WHAT YOU WILL DO
Return the entire listing, word for word.

SUPPLIED INFORMATION
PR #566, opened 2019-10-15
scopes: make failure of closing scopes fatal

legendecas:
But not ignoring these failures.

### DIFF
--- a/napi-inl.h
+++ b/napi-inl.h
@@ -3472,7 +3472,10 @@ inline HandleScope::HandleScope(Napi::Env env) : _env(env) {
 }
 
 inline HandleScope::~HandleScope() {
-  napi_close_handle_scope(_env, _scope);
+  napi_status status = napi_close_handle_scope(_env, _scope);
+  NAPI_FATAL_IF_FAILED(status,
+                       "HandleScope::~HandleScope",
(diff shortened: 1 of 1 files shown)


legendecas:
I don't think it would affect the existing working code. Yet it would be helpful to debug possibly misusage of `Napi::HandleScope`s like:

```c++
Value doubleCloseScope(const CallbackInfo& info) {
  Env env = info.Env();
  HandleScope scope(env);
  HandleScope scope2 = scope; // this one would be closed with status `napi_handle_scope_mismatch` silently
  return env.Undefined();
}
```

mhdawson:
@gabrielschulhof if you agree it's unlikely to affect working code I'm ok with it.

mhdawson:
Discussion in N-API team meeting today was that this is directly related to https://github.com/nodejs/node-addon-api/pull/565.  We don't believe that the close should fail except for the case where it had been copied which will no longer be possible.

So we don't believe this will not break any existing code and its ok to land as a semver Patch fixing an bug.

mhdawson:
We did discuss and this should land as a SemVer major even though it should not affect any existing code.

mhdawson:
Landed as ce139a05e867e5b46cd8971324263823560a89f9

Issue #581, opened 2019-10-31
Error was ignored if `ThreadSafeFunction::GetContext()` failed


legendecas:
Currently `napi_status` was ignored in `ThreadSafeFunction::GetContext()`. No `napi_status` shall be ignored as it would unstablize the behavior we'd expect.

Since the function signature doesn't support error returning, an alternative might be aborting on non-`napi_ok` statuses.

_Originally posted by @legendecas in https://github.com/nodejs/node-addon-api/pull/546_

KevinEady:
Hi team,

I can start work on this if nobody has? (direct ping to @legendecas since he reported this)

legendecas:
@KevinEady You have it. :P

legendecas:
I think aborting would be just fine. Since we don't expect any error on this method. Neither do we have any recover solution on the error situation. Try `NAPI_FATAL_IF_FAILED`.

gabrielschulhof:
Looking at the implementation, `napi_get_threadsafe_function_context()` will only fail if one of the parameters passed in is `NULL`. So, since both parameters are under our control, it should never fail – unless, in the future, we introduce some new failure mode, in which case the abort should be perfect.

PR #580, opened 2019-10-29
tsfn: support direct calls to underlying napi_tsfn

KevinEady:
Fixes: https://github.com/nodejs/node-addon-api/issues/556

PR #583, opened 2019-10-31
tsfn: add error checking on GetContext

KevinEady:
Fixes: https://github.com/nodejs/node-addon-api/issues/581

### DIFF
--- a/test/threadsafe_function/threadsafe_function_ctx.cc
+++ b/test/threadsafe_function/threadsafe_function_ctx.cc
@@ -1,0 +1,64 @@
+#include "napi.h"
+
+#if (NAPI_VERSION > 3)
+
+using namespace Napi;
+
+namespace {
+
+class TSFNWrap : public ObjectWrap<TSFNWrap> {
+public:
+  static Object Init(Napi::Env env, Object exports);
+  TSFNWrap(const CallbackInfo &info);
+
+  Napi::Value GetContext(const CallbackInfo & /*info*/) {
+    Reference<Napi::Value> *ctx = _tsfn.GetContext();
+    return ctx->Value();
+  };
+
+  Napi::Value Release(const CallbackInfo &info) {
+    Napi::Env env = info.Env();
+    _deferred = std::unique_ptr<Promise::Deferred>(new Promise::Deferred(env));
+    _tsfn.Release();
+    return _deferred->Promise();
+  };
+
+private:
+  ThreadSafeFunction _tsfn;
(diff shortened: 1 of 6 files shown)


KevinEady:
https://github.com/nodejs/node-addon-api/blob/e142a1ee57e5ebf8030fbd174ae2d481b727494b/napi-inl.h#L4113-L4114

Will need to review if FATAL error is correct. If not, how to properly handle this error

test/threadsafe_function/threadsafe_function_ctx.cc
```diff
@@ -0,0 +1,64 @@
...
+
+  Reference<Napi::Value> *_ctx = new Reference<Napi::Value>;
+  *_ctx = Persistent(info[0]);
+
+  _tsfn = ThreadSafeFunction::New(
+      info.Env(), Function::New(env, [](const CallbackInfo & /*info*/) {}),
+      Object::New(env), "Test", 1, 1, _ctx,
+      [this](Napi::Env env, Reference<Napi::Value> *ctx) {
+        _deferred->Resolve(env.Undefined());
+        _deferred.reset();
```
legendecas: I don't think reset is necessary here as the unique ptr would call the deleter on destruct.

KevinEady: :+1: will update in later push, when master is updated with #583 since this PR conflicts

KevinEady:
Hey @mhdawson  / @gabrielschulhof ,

ANSWER BOX
PR #566, opened 2019-10-15
scopes: make failure of closing scopes fatal

legendecas:
But not ignoring these failures.

### DIFF
--- a/napi-inl.h
+++ b/napi-inl.h
@@ -3472,7 +3472,10 @@ inline HandleScope::HandleScope(Napi::Env env) : _env(env) {
 }
 
 inline HandleScope::~HandleScope() {
-  napi_close_handle_scope(_env, _scope);
+  napi_status status = napi_close_handle_scope(_env, _scope);
+  NAPI_FATAL_IF_FAILED(status,
+                       "HandleScope::~HandleScope",
(diff shortened: 1 of 1 files shown)


legendecas:
I don't think it would affect the existing working code. Yet it would be helpful to debug possibly misusage of `Napi::HandleScope`s like:

```c++
Value doubleCloseScope(const CallbackInfo& info) {
  Env env = info.Env();
  HandleScope scope(env);
  HandleScope scope2 = scope; // this one would be closed with status `napi_handle_scope_mismatch` silently
  return env.Undefined();
}
```

mhdawson:
@gabrielschulhof if you agree it's unlikely to affect working code I'm ok with it.

mhdawson:
Discussion in N-API team meeting today was that this is directly related to https://github.com/nodejs/node-addon-api/pull/565.  We don't believe that the close should fail except for the case where it had been copied which will no longer be possible.

So we don't believe this will not break any existing code and its ok to land as a semver Patch fixing an bug.

mhdawson:
We did discuss and this should land as a SemVer major even though it should not affect any existing code.

mhdawson:
Landed as ce139a05e867e5b46cd8971324263823560a89f9

Issue #581, opened 2019-10-31
Error was ignored if `ThreadSafeFunction::GetContext()` failed


legendecas:
Currently `napi_status` was ignored in `ThreadSafeFunction::GetContext()`. No `napi_status` shall be ignored as it would unstablize the behavior we'd expect.

Since the function signature doesn't support error returning, an alternative might be aborting on non-`napi_ok` statuses.

_Originally posted by @legendecas in https://github.com/nodejs/node-addon-api/pull/546_

KevinEady:
Hi team,

I can start work on this if nobody has? (direct ping to @legendecas since he reported this)

legendecas:
@KevinEady You have it. :P

legendecas:
I think aborting would be just fine. Since we don't expect any error on this method. Neither do we have any recover solution on the error situation. Try `NAPI_FATAL_IF_FAILED`.

gabrielschulhof:
Looking at the implementation, `napi_get_threadsafe_function_context()` will only fail if one of the parameters passed in is `NULL`. So, since both parameters are under our control, it should never fail – unless, in the future, we introduce some new failure mode, in which case the abort should be perfect.

PR #580, opened 2019-10-29
tsfn: support direct calls to underlying napi_tsfn

KevinEady:
Fixes: https://github.com/nodejs/node-addon-api/issues/556

PR #583, opened 2019-10-31
tsfn: add error checking on GetContext

KevinEady:
Fixes: https://github.com/nodejs/node-addon-api/issues/581

### DIFF
--- a/test/threadsafe_function/threadsafe_function_ctx.cc
+++ b/test/threadsafe_function/threadsafe_function_ctx.cc
@@ -1,0 +1,64 @@
+#include "napi.h"
+
+#if (NAPI_VERSION > 3)
+
+using namespace Napi;
+
+namespace {
+
+class TSFNWrap : public ObjectWrap<TSFNWrap> {
+public:
+  static Object Init(Napi::Env env, Object exports);
+  TSFNWrap(const CallbackInfo &info);
+
+  Napi::Value GetContext(const CallbackInfo & /*info*/) {
+    Reference<Napi::Value> *ctx = _tsfn.GetContext();
+    return ctx->Value();
+  };
+
+  Napi::Value Release(const CallbackInfo &info) {
+    Napi::Env env = info.Env();
+    _deferred = std::unique_ptr<Promise::Deferred>(new Promise::Deferred(env));
+    _tsfn.Release();
+    return _deferred->Promise();
+  };
+
+private:
+  ThreadSafeFunction _tsfn;
(diff shortened: 1 of 6 files shown)


KevinEady:
https://github.com/nodejs/node-addon-api/blob/e142a1ee57e5ebf8030fbd174ae2d481b727494b/napi-inl.h#L4113-L4114

Will need to review if FATAL error is correct. If not, how to properly handle this error

test/threadsafe_function/threadsafe_function_ctx.cc
```diff
@@ -0,0 +1,64 @@
...
+
+  Reference<Napi::Value> *_ctx = new Reference<Napi::Value>;
+  *_ctx = Persistent(info[0]);
+
+  _tsfn = ThreadSafeFunction::New(
+      info.Env(), Function::New(env, [](const CallbackInfo & /*info*/) {}),
+      Object::New(env), "Test", 1, 1, _ctx,
+      [this](Napi::Env env, Reference<Napi::Value> *ctx) {
+        _deferred->Resolve(env.Undefined());
+        _deferred.reset();
```
legendecas: I don't think reset is necessary here as the unique ptr would call the deleter on destruct.

KevinEady: :+1: will update in later push, when master is updated with #583 since this PR conflicts

KevinEady:
Hey @mhdawson  / @gabrielschulhof ,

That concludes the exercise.